Com a dupla taxação, a projeção de queda nas exportações de calçados saltou de 3,6% para 7,1%. “A aplicação da tarifa adicional reduz a competitividade do calçado brasileiro nos EUA e inviabiliza operações que vinham sendo retomadas desde o fim da tarifa adicional de 40%, em fevereiro deste ano”, afirma Haroldo Ferreira, presidente da Abicalçados (Associação Brasileira das Indústrias de Calçados).
O impacto deve se repetir na indústria química.
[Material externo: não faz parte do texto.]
PR #5444, opened 2024-01-23
fix(optimize): Reduce parallel optimize job cutoff time

nikhars:
When we introduced the parallel optimize job cutoff time, we made its value same as the overall optimize job cutoff time. As of April 2023, the optimize job would finish by 3am since the size of individual partitions was no more than 110GB. Today, the size of each partition is close to 180GB. With the bigger partitions, it takes longer for the optimize job to finish. Cap the amount of time the optimize job can run in parallel so that parallel optimizations are not running during peak hours.

Also, removed the jitter because I don't believe they are adding any value. Removing it would allow the parallel phase to run a bit longer during the starting phase of the job.

### DIFF
--- a/snuba/settings/__init__.py
+++ b/snuba/settings/__init__.py
@@ -371,7 +371,7 @@ OPTIMIZE_MERGE_MIN_ELAPSED_CUTTOFF_TIME = 10 * 60  # 10 mins
 # merges larger than this will be considered large and will be waited on
 OPTIMIZE_MERGE_SIZE_CUTOFF = 50_000_000_000  # 50GB
 # Maximum jitter to add to the scheduling of threads of an optimize job
-OPTIMIZE_PARALLEL_MAX_JITTER_MINUTES = 30
+OPTIMIZE_PARALLEL_MAX_JITTER_MINUTES = 0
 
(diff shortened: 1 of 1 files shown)


onewland:
Is there a risk to this? That we'd have less finished merges after 6am tomorrow than the current behavior (even if that means lower load)?

fpacifici:
Have you considered running 3 jobs in the early hours ?

nikhars:
> Is there a risk to this? That we'd have less finished merges after 6am tomorrow than the current behavior (even if that means lower load)?

Yes there is a risk that it might happen. Few things to mitigate that risk.
1. Removed jitter in parallel phase so that gives us extra 30 minutes to optimize.
2. Start the optimize job 1 hour earlier so that the parallel phase gets to run for 1 hour extra.

nikhars:
> Have you considered running 3 jobs in the early hours ?

Yes, that is the next plan of action I have in mind. I would like to avoid staggering too many changes together. I prefer tuning some of the knobs we have today and observing how the system behaves. Once we find out system behavior, we can make further improvements.

dbanda (approved):

PR #5445, opened 2024-01-23
fix: Upgrading to Clickhouse 22.8

evanh:
In Clickhouse 22.8 and higher, if the query on a aggregate function -Merge doesn't have the same parameters as what was stored in the -State, the query will fail. Add a query processor that catches instances of this so that Sentry queries don't fail.

Also add an xfailing test for tuple conditions that is fixed in 23.8.


nikhars (approved):
🎉

PR #5448, opened 2024-01-24
feat(rust): Implement replacements

lynnagara:
- Message processors can be registered as one of 2 types - standard message processors than return `InsertBatch` only or replacement message processors that can return either InsertBatch or ReplacementData.
- There is a new `ProduceReplacements` strategy which is chained immediately after the transform step, and only for those processors which support replacement data. This strategy forwards inserts to the next step and produces the replacements. Subsequent steps in the pipeline are unchanged.
- There are currently no message processors that actually produce replacements since this is only relevant for the "errors" dataset


rust_snuba/src/consumer.rs
```diff
@@ -80,6 +80,8 @@ pub fn consumer_impl(
 
     // TODO: Support multiple storages
     assert_eq!(consumer_config.storages.len(), 1);
+
+    // TODO: Remove this once errors is implemented in Rust
```
untitaker, line 84: can't we remove it now?

rust_snuba/src/processors/mod.rs
```diff
@@ -61,6 +69,16 @@ pub fn get_cogs_label(processor_name: &str) -> Option<String> {
     }
 }
 
+pub fn get_processing_function_with_replacements(
```
untitaker, line 72: I think having a new kind of processor function here is tricky because it means that every test we have that tests all message processors generically has to be updated (such as `test_schemas` in this file)

is there no way to make all message processors return the same type?

rust_snuba/src/strategies/processor.rs
```diff
@@ -57,18 +130,24 @@ pub fn get_schema(schema_name: &str, enforce_schema: bool) -> Option<Arc<Schema>
...
 
 #[derive(Clone)]
-struct MessageProcessor {
+struct MessageProcessor<TResult: Clone, TNext: Clone> {
     schema: Option<Arc<Schema>>,
     enforce_schema: bool,
-    func: ProcessingFunction,
+    // Convert payload to either InsertBatch (or either insert or replacement for the errors dataset)
+    func:
+        fn(KafkaPayload, KafkaMessageMetadata, config: &ProcessorConfig) -> anyhow::Result<TResult>,
```
untitaker, line 138: why'd we get rid of the type alias here?

rust_snuba/src/consumer.rs
lynnagara: Since errors is not actually working properly yet, I figured it's best to leave it in

rust_snuba/src/processors/mod.rs
lynnagara: I tweaked things slightly. Processors still return two different types unfortunately, but I'm defining them in one spot now, and I updated `test_schemas` to test the two kinds of processors (with and without replacements). Let me know if you think this is an ok compromise.

rust_snuba/src/strategies/processor.rs
lynnagara: I changed it to a generic, as this can be either `ProcessingFunction` or `ProcessingFunctionWithReplacements` now

untitaker (approved):

PR #5452, opened 2024-01-24
perf: use `--release` when watching

anonrig:
It's useful to eliminate false positives when benchmarking and watching.


untitaker (commented):
if we want to do this then we should do it for `make build-rs-dev` as well, but i am somewhat cautious about the increased build time for regular snuba users

PR #6054, opened 2024-06-24
feat(metrics_v2): Build entities and storages for metrics_v2

nikhars:
This PR builds the entities and storages for the next iteration of generic metrics which does not have the indexer. What I did is copy/paste the dataset, storages and entities from the generic_metrics configuration and created a new generic_metrics_v2 from it and modified fields according to what is needed without the indexer. This included
- Renaming metric_id to metric_mri and changing it from uint to String type
- Changing tag_key to String type
- Get rid of the granularity processor to avoid the granularity mappings. We can save the granularity as is in the table

It would be easier to review the diff in this [gist](https://gist.github.com/nikhars/3f9141e6b2f156fdb10c3437f41c9156#file-gistfile1-txt-L1669) rather than reviewing the full PR.


snuba/migrations/groups.py
```diff
@@ -177,6 +179,16 @@ def __init__(
         storage_sets_keys={StorageSetKey.PROFILE_CHUNKS},
         readiness_state=ReadinessState.PARTIAL,
     ),
+    MigrationGroup.GENERIC_METRICS_V2: _MigrationGroup(
```
enochtangg, line 182: I think it makes sense to have a storage_set per metric type. This gives us the ability to decide whether or we want 1-N clickhouse clusters for generic metrics. One implication I'd point out of this pattern (storage set per metric type in a single migration loader) is the inability to gradually roll out a new table in this migration group. For example, though maybe unlikely, say sentry decides we'd like to support a new metric type (RATE? HISTOGRAM?), if we create a new storage_set for this metric type and write the new table migration in this `GENERIC_METRICS_V2` loader, then it will automatically inherit its deployment state of this loader and go straight to production (SaaS, DE, ST, etc.). But to be clear, this is exactly how our current implementation of generic_metrics behaves today and we've managed this use-case with rolling out gauges in the past.

enochtangg (commented):
The general structure of these components makes sense to me. Had one comment.

snuba/migrations/groups.py
nikhars: That is a valid point. I had completely forgotten about this limitation of migrations. Will change the storage set to be different per metric type.

snuba/datasets/configuration/generic_metrics_v2/entities/gauges.yaml
```diff
@@ -0,0 +1,161 @@
...
+    },
+    {
+      name: count,
+      type: AggregateFunction,
+      args: { func: count, arg_types: [{ type: UInt, args: { size: 64 } }] },
+    },
+    {
+      name: last,
+      type: AggregateFunction,
+      args: { func: count, arg_types: [{ type: Float, args: { size: 64 } }] },
```
ayirr7, line 49: This was a typo I made on the original gauges entity. If I understand correctly, these args only affects the name of the aggregate function and name of types that's being passed around (not the actual Clickhouse aggregate function being used under the hood). So I think it should be

```
{
          func: argMax,
          arg_types: [{ type: Float, args: { size: 64 } }, { type: DateTime }],
}
```

snuba/datasets/configuration/generic_metrics_v2/entities/gauges.yaml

Cerca de 58% de seus produtos foram duplamente sobretaxados. “Nossas exportações para os EUA caíram de cerca de US$ 2,2 bilhões para US$ 1,8 bilhão”, disse em nota o presidente da Associação Brasileira da Indústria Química (Abiquim), André Passos Cordeiro. Ele diz que o setor cumpre “rigorosamente” os padrões de direitos humanos e que já havia apresentado essas informações ao governo americano, que as ignorou.
A entidade que representa o setor industrial de máquinas e equipamentos no Brasil prevê queda de até 11% nas exportações aos EUA. Para a Abimaq, a motivação americana tem cunho político. “Foi uma resposta da Suprema Corte norte-americana que em fevereiro proibiu o governo americano de taxar produtos sem uma motivação clara. Agora tem a motivação que é o trabalho forçado”, disse o presidente da entidade, José Velloso.
Os EUA também utilizariam as tarifas para interferir na política interna dos países. Enquanto aplica tarifas sobre produtos brasileiros mais elaborados, Trump “faz pressão em cima do Pix, dos canais digitais e do direito à propriedade intelectual”, diz o professor da ESPM.
O novo tarifaço
O Escritório do Representante Comercial dos EUA (USTR) aplicou a nova alíquota a 60 economias. Diferentemente da tarifa de 25% por “práticas desleais”, o USTR diz que a taxação de 12,5% resulta da falha em proibir e fiscalizar a importação de produtos feitos total ou parcialmente com trabalho forçado em outros países.